In the usual world when exposed to the object any power he begins to move in the direction of application of this force. This phenomenon is described by Newton's second law.

Theoretically, matter can have negative mass — in the same sense that electric charge can be positive or negative. Physicists call this phenomenon the "exotic matter".

Professor Peter Engels from the University of Washington and his colleagues managed to cool atoms of rubidium to a temperature of almost absolute zero (-273 degrees Celsius), creating a so-called condensate Bose-Einstein.

In this chilled condition, a sufficiently large number of atoms turns out to be in their lowest possible quantum States, and quantum effects begin to manifest at a macroscopic level. The atoms move extremely slowly and they behave like waves. They also move synchronously, forming the so-called superticket that flows without losing energy.

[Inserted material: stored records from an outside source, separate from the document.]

PR #1301, opened 2023-09-19
Remove acomsis cookie on sign out.

seanchoi-dev:
This is needed for homepage while it adds `acomsis` cookie when sign-in happens.
There should be removal for the cookie when sign-out.

**Test URLs:**
- Before: https://main--milo--adobecom.hlx.page/drafts/seanchoi/hhs-next-best-door-whitepaper?martech=off
- After: https://acomsis-signout-remove--milo--adobecom.hlx.page/drafts/seanchoi/hhs-next-best-door-whitepaper?martech=off

### DIFF
--- a/libs/blocks/global-navigation/features/profile/dropdown.js
+++ b/libs/blocks/global-navigation/features/profile/dropdown.js
@@ -66,6 +66,10 @@ class ProfileDropdown {
     if (this.openOnInit) trigger({ element: this.buttonElem });
 
     this.decoratedElem.append(this.dropdown);
+
+    window.addEventListener('feds:signOut', () => {
+      document.cookie = 'acomsis=; expires=Thu, 01 Jan 1970 00:00:00 UTC; path=/;';
+    });
   }
 
   async getData() {


libs/blocks/global-navigation/features/profile/dropdown.js
```diff
@@ -66,6 +66,10 @@ class ProfileDropdown {
     if (this.openOnInit) trigger({ element: this.buttonElem });
 
     this.decoratedElem.append(this.dropdown);
+
+    window.addEventListener('feds:signOut', () => {
+      document.cookie = 'acomsis=; expires=Thu, 01 Jan 1970 00:00:00 UTC; path=/;';
```
yesil, line 71: This code must be in Milo homepage, the reason is, a user can sign-in and sign-out on domains that are not managed on Dexter or Milo platforms.

The following logic is already implemented in Dexter Homepage, and I think the same should be implemented in Milo Homepage.

- As a logged-in user, if you sign out on a Milo page or on some other adobe domains and visit www.stage.adobe.com **with** `acomsis` cookie, Akamai will first deliver the logged-in page, then before the page is displayed
- check IMS status,
- if the user is logged-out, delete acomsis cookie
- force refresh in the page

Same can  be said for the inverse;
- As a logged-out user, if you sign in on a Milo page or on some other adobe domains and visit www.stage.adobe.com **without** `acomsis` cookie, Akamai will first deliver the logged-out page, then before the page is displayed
- check IMS status,
- if the user is logged-in, set `acomsis` cookie
- force refresh in the page

yesil (changes requested):

libs/blocks/global-navigation/features/profile/dropdown.js
yesil: please check the homepage version for different edge cases as well.

https://git.corp.adobe.com/wcms/titan/blob/04b986e866f796fb3afb6e78d3ba3bb68a0c518f/app/jcr_root/apps/homepage/components/structure/page/partials/ims.htm

seanchoi-dev: I didn't think about the case of "a user can sign-in and sign-out on domains that are not managed on Dexter or Milo platforms." Closing this PR.

PR #1302, opened 2023-09-19
MWPW 135990 evergreen cards contnent bg

VKniaz:
Added a 'decorate content ' function to author content background color
-- This is authored w/ the following syntax:
/-- #ff0000 
in the merch-card block content area 
--/
-- Note: The color value can be any css color or referenced placeholder value. ex --- {{color-photoshop}}

* Add your
* Specific
* Features or fixes

Resolves: [MWPW-135990](https://jira.corp.adobe.com/browse/MWPW-135990)

**Test URLs:**
- Before: https://main--milo--adobecom.hlx.page/drafts/vkniaziev/document4?martech=off
- After: https://MWPW-135990_evergreen_card--milo--adobecom.hlx.page/drafts/vkniaziev/document4?martech=off


libs/utils/decorate.js
```diff
@@ -117,6 +117,29 @@ export const decorateBlockHrs = (el) => {
   if (hasHr && els.length) el.classList.add('has-divider');
 };
 
+export const decorateBgContent = (el) => {
```
3ch023, line 120: do we need the flexibility for authors to choose the color? maybe we can just offer a few types of background (tied to classes) and save the js processing?

3ch023 (changes requested):
Hi, 
In [https://jira.corp.adobe.com/browse/MWPW-135990](https://jira.corp.adobe.com/browse/MWPW-135990) I don't see anything mentioning changing the background of the card descr section. 
For which card [of these](https://wiki.corp.adobe.com/display/WP4/Commerce+cards+on+adobe.com) is this change needed? 

we probably need to update the ticket description (or even create a separate ticket for this change)

libs/utils/decorate.js
```diff
@@ -117,6 +117,29 @@ export const decorateBlockHrs = (el) => {
...
+  const els = el.querySelectorAll('p');
+  let insidePattern = false;
+  let decoratedBlock;
+  [...els].forEach((e) => {
```
vladen, line 124: For evergreen browsers, there's no need to convert `NodeList` into an array in order to use `forEach` method: https://developer.mozilla.org/en-US/docs/Web/API/NodeList/forEach

PR #1303, opened 2023-09-19
MWPW-133600 - Floodgate for loading Caas Card Collections

arshadparwaiz:
- Fetch Caas from Floodgate, based on Metadata floodgatecolor attribute with pink as value
- Swap the Chimera endpoint to use AdobeIO endpoint instead of Adobe.com's chimera endpoint, to retain the FG header we attach (Akamai removes the header if it is invoked from a non Adobe.com URL)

Rubidium atoms cooled by laser and kept the sample as long as high energy particles have not moved beyond the laser trap. At this point, the atoms still behave like normal particles with positive mass: if the force that kept the atoms together, came to an end, atoms would be dissipated in different directions under pressure from the Central atoms.

To make the rubidium atoms behave like a substance with negative mass, the researchers sent them on another set of lasers, with which you can change the spin of some atoms.

Comparing the calculated data with the experimental, physicists have come to the conclusion that at least some of the atoms in a laser trap began to accelerate in the opposite direction of application of force of the atoms, which occupied a Central position in the trap, however, this occurred only for a very short time, after which the atoms quickly return to the behavior characteristic of particles with positive mass.

"If you push a substance with negative mass, it is accelerated in the opposite direction, — explains one of the researchers Professor Michael Forbes. It is reminiscent of the collision of rubidium atoms with an invisible wall".

The results of this experiment may clarify the nature of some of the observed astronomical objects and phenomena, e.g., neutron stars, black holes and dark matter.